En esos clanes femeninos a los que el destino me ha dado chance de pertenecer me he reconocido como lo que realmente soy. Con una, dos o más de ellas me he confesado, abrazado, carcajeado o encabronado. En uno de ellos aprendí a andar en bici y a jugar fut-beis, en otro me enseñaron a transitar por el oscuro túnel entre la infancia y la adolescencia y en otro me convertí en madre. A través de los lazos con una o más mujeres encontré la pasión por la costura, la lectura, la cocina y la escritura; descubrí mis tristezas, culpas y heridas más enterradas; entendí que no era tan mala madre o mala esposa como creía, acepté mis defectos y mis virtudes, me di cuenta de que todas somos y buscamos lo mismo, aprendí a quererme así como soy, solté viejas y obsoletas resistencias como la de no poder pedir (y recibir) ayuda. En uno de esos hombros lloré y a una de ellas consolé. Con muchas compartí un pastel con café, a varias les hablé para platicarles algo que me hizo brincar de gusto, de algunas me despedí. Pero lo que más me hace sonreír, además de estos y muchos otros recuerdos, es que con todas me hermané.
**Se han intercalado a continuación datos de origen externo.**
Issue #514, opened 2024-05-22
Introduce init/teardown functions instead of relying on library ctor/dtor


igchor:
## Rationale

UMF creates and destroys global state on linux using `__attribute__((constructor))` and  `__attribute__((destructor))` respectively. This is problematic for libraries that do cleanup in it's own library destructor. For example, llvm, might in some cases, try to free memory to UMF in it's destructor after UMF has already been destroyed. 

Because llvm uses dlopen to (indirectly) load UMF, setting constructor/destructor priority is not enough to guarantee proper ordering.

## Description

UMF should expose explicit init/teardownAPI, similarly to UR.

The UMF API should implement ref counting, similarly, to: https://oneapi-src.github.io/unified-runtime/core/api.html?highlight=teardown#uradapterrelease as there might be multiple users (adapters) initializing and deinitializing UMF - the resources should only be released once the last user is gone.

## API Changes

umf_result_t umfInit(/* TBD */);
umf_result_t umfTeardown(void);

## Implementation details

Move all global state initialization and destruction to the new functions. For proxy_library we can still have library ctor and dtor that would just call init/teardown function. Since those function would implement refcounting it should be safe to use proxy_lib with applications that use UMF directly.

ldorau:
Implementation is ready: #530 - @igchor please review.

bratpiorka:
@igchor in #530 Łukasz added required functions, but they work slightly differently from urLoaderInit/Teardown - in UMF user must call these functions only when UMF is loaded using dlopen(). In the scenario where UMF is linked dynamically in CMake they are not needed.

pbalcer:
> Łukasz added required functions, but they work slightly differently from urLoaderInit/Teardown - in UMF user must call these functions only when UMF is loaded using dlopen(). In the scenario where UMF is linked dynamically in CMake they are not needed.

They might be needed though, in UR. Where UMF itself is *not* dlopen'ed, but UR is. Anyway, I agree the library should work without these calls, but calling them, no matter how umf is linked, should not break things and cause the state destruction happen in the umfTeardown.

PR #522, opened 2024-05-27
Do not run umfPoolDestroy() nor umfMemoryProviderDestroy() if umf has already been destroyed

ldorau:
### Description

Add `umf_ba_is_destroyed()` and `umf_is_destroyed()`.

Do not run `umfPoolDestroy()` nor `umfMemoryProviderDestroy()` if umf has already been destroyed.

### Checklist
- [x] All tests pass locally

### DIFF
--- a/src/libumf_linux.c
+++ b/src/libumf_linux.c
@@ -33,6 +33,8 @@ void __attribute__((destructor)) umfDestroy(void) {
     umfDestroyTopology();
 }
 
+int umf_is_destroyed(void) { return (TRACKER == NULL); }
+
 void libumfInit(void) {
     // do nothing, additional initialization not needed
 }
--- a/src/base_alloc/base_alloc_global.c
+++ b/src/base_alloc/base_alloc_global.c
@@ -47,6 +47,8 @@ void umf_ba_destroy_global(void) {
     }
 }
 
+int umf_ba_is_destroyed(void) { return (BASE_ALLOC.ac[0] == NULL); }
+
 static void umf_ba_create_global(void) {
     for (int i = 0; i < NUM_ALLOCATION_CLASSES; i++) {
         // allocation classes need to be powers of 2
--- a/src/base_alloc/base_alloc_global.h
+++ b/src/base_alloc/base_alloc_global.h
@@ -19,6 +19,7 @@ void umf_ba_global_free(void *ptr);
 void umf_ba_destroy_global(void);
 size_t umf_ba_global_malloc_usable_size(void *ptr);
 void *umf_ba_global_aligned_alloc(size_t size, size_t alignment);
+int umf_ba_is_destroyed(void);
 
 #ifdef __cplusplus
 }
--- a/src/libumf.h
+++ b/src/libumf.h
@@ -17,6 +17,8 @@ extern "C" {
 // initializes runtime state needed by the library (needed mostly for static libaries on windows)
 void libumfInit(void);
 
+int umf_is_destroyed(void);
+
 #ifdef __cplusplus
 }
 #endif
--- a/src/libumf_windows.c
+++ b/src/libumf_windows.c
@@ -23,8 +23,11 @@ static void umfCreate(void) {
 
 static void umfDestroy(void) {
     umfMemoryTrackerDestroy(TRACKER);
+    TRACKER = NULL;
     umf_ba_destroy_global();
 }
+
+int umf_is_destroyed(void) { return (TRACKER == NULL); }
 
 #if defined(UMF_SHARED_LIBRARY)
 BOOL APIENTRY DllMain(HINSTANCE hinstDLL, DWORD fdwReason, LPVOID lpvReserved) {
--- a/src/memory_pool.c
+++ b/src/memory_pool.c
@@ -71,6 +71,10 @@ err_provider_create:
 }
 
 void umfPoolDestroy(umf_memory_pool_handle_t hPool) {
+    if (umf_is_destroyed() || umf_ba_is_destroyed()) {
+        return;
+    }
+
     hPool->ops.finalize(hPool->pool_priv);
     if (hPool->flags & UMF_POOL_CREATE_FLAG_OWN_PROVIDER) {
         // Destroy associated memory provider.
--- a/src/memory_provider.c
+++ b/src/memory_provider.c
@@ -195,6 +195,10 @@ umf_result_t umfMemoryProviderCreate(const umf_memory_provider_ops_t *ops,
 }
 
 void umfMemoryProviderDestroy(umf_memory_provider_handle_t hProvider) {
+    if (umf_is_destroyed() || umf_ba_is_destroyed()) {
+        return;
+    }
+
     hProvider->ops.finalize(hProvider->provider_priv);
     umf_ba_global_free(hProvider);
 }


src/libumf_linux.c
```diff
@@ -33,6 +33,8 @@ void __attribute__((destructor)) umfDestroy(void) {
     umfDestroyTopology();
 }
 
+int umf_is_destroyed(void) { return (TRACKER == NULL); }
```
vinser52, line 36: I did not get the idea. If UMF is destroyed we cannot call any function from the library.

vinser52 (changes requested):

src/libumf_linux.c
ldorau: It happens that OpenMP destroys UMF before `umfPoolDestroy()` and `umfMemoryProviderDestroy()` were called.

vinser52: My question is the following: if UMF is destroyed, how adding `umf_is_destroyed` can help?

What "destroy" means in the OpenMP scenario? UMF library is unloaded? If so, no UMF functions can be called.

ldorau: "Destroy" in the OpenMP scenario means that the UMF's destructor has been called, but we do not if it was called or not and we want to call `umfPoolDestroy()` and `umfMemoryProviderDestroy()` in the destructor of OpenMP's allocator.

ldorau: Adding this patch helps - it prevents from a "use-after-free" segmentation fault.

ldorau:
> @ldorau @vinser52 would the approach proposed in #514 solve the issue ? This aims to solve a similar problem for llvm, but more generally.

No, because the UMF's constructor and destructor are called only once in this case before a segmentation fault:

1) UMF's constructor is called (I call dlopen(libumf.so))
2) UMF's destructor is called incorrectly by OpenMP on its own (I do not want that)
3) I call umfPoolDestroy() to free memory <<<--- it cause a "use-after-free" segmentation fault
4) UMF's destructor would be called correctly here

src/libumf_linux.c
ldorau: > Ok, but why OpenMP allocator calls `umfPoolDestroy` after UMF's destructor is called. 

1) UMF's constructor is called (I call dlopen(libumf.so))
2) UMF's destructor is called incorrectly by OpenMP on its own (I do not know why and I do not want that)
3) I call umfPoolDestroy() to free memory <<<--- it cause a "use-after-free" segmentation fault
4) UMF's destructor (dlclose()) would be called correctly here

> Does it happen because UMF is used via `dlopen` by OpenMP 

Yes.

> and OpenMP calls `dlclose` in its destructor?

Probably, I am almost sure that's why.

ldorau:
So it is just a WA for an issue in OpenMP. I suppose it is jus a bug.

igchor:
> > @ldorau @vinser52 would the approach proposed in #514 solve the issue ? This aims to solve a similar problem for llvm, but more generally.
> 
> No, because the UMF's constructor and destructor are called only once in this case before a segmentation fault:
> 
> 1. UMF's constructor is called (I call dlopen(libumf.so))
> 2. UMF's destructor is called incorrectly by OpenMP on its own (I do not want that)
> 3. I call umfPoolDestroy() to free memory <<<--- it cause a "use-after-free" segmentation fault
> 4. UMF's destructor would be called correctly here

If the issue is because OpenMP calls dloclose in it's destructor as you wrote in a previous comment then the approach in #514 would actually help - that's the same problem as in llvm. My understanding is that when dlclose is called on UMF in other library destructor, the destructor of UMF can actually be called BEFORE that other one.

With the init/teardown API OpenMP would just call teardown once all other resources from UMF (pools, providers, ...) are freed and there would be no use-after-free.

ldorau:
> > > @ldorau @vinser52 would the approach proposed in #514 solve the issue ? This aims to solve a similar problem for llvm, but more generally.
> > 
> > No, because the UMF's constructor and destructor are called only once in this case before a segmentation fault:
> > 
> > 1. UMF's constructor is called (I call dlopen(libumf.so))
> > 2. UMF's destructor is called incorrectly by OpenMP on its own (I do not want that)
> > 3. I call umfPoolDestroy() to free memory <<<--- it cause a "use-after-free" segmentation fault
> > 4. UMF's destructor would be called correctly here
> 
> If the issue is because OpenMP calls dloclose in it's destructor as you wrote in a previous comment then the approach in #514 would actually help - that's the same problem as in llvm. My understanding is that when dlclose is called on UMF in other library destructor, the destructor of UMF can actually be called BEFORE that other one.
> 
> With the init/teardown API OpenMP would just call teardown once all other resources from UMF (pools, providers, ...) are freed and there would be no use-after-free.

Yes, this would help indeed.

vinser52:
> > > > @ldorau @vinser52 would the approach proposed in #514 solve the issue ? This aims to solve a similar problem for llvm, but more generally.
> > > 
> > > 
> > > No, because the UMF's constructor and destructor are called only once in this case before a segmentation fault:
> > > 
> > > 1. UMF's constructor is called (I call dlopen(libumf.so))
> > > 2. UMF's destructor is called incorrectly by OpenMP on its own (I do not want that)
> > > 3. I call umfPoolDestroy() to free memory <<<--- it cause a "use-after-free" segmentation fault
> > > 4. UMF's destructor would be called correctly here
> > 
> > 
> > If the issue is because OpenMP calls dloclose in it's destructor as you wrote in a previous comment then the approach in #514 would actually help - that's the same problem as in llvm. My understanding is that when dlclose is called on UMF in other library destructor, the destructor of UMF can actually be called BEFORE that other one.
> > With the init/teardown API OpenMP would just call teardown once all other resources from UMF (pools, providers, ...) are freed and there would be no use-after-free.
> 
> Yes, this would help indeed.

Guys, I still do not quite understand how the proposed changes might fix the issue. If `dlclose` is called by OpenMP so why OpenMP calls UMF API after that? In that case, it should be fixed on the OpenMP side. If UMF is unloaded by the loader and OpenMP does not know about that, then I do not understand how the proposed functions might help. If UMF is unloaded already calling UMF function might cause crash because memory used by UMF library can be reused for something else.

bratpiorka:
> > Yes, this would help indeed.
> 
> Guys, I still do not quite understand how the proposed changes might fix the issue. If `dlclose` is called by OpenMP so why OpenMP calls UMF API after that? In that case, it should be fixed on the OpenMP side. If UMF is unloaded by the loader and OpenMP does not know about that, then I do not understand how the proposed functions might help. If UMF is unloaded already calling UMF function might cause crash because memory used by UMF library can be reused for something else.

I think if it was a bug in some important closed-source application, then we could consider such a WA, but if it comes from an Intel component that we have access to, then we should try to solve it by fixing the source of the problem first.

ldorau:
> Guys, I still do not quite understand how the proposed changes might fix the issue. If `dlclose` is called by OpenMP so why OpenMP calls UMF API after that? In that case, it should be fixed on the OpenMP side. If UMF is unloaded by the loader and OpenMP does not know about that, then I do not understand how the proposed functions might help. If UMF is unloaded already calling UMF function might cause crash because memory used by UMF library can be reused for something else.

@vinser52 @bratpiorka @igchor I have debugged it more and it turned out that only in one group ("Offload") of tests the UMF's destructor is called **by the OS program loader** before the destructor of the OpenMP library which uses UMF. 
So I think that the solution proposed by @igchor would solve this issue. I have no idea now how we could fix it in another way.

ldorau:
Replaced with https://github.com/oneapi-src/unified-memory-framework/pull/530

De la estampa de cinco mujeres reunidas en la sala de una casa para tejer, cocinar, cuidar a los hijos, desayunar, tomar té, discutir un libro, planear un viaje, contarse sus problemas, orar, compartir consejos, llorar con la tristeza de una de ellas, saltar con el gozo de otra o simplemente estar juntas y arrebatarse las palabras porque no hay tiempo para el silencio cuando hay que ponerse al corriente del cúmulo de odiseas que ocurrieron en sus vidas desde ayer que no se ven, me quedo con esa energía, fuerza o conciencia a la que creo que llamaré empatía.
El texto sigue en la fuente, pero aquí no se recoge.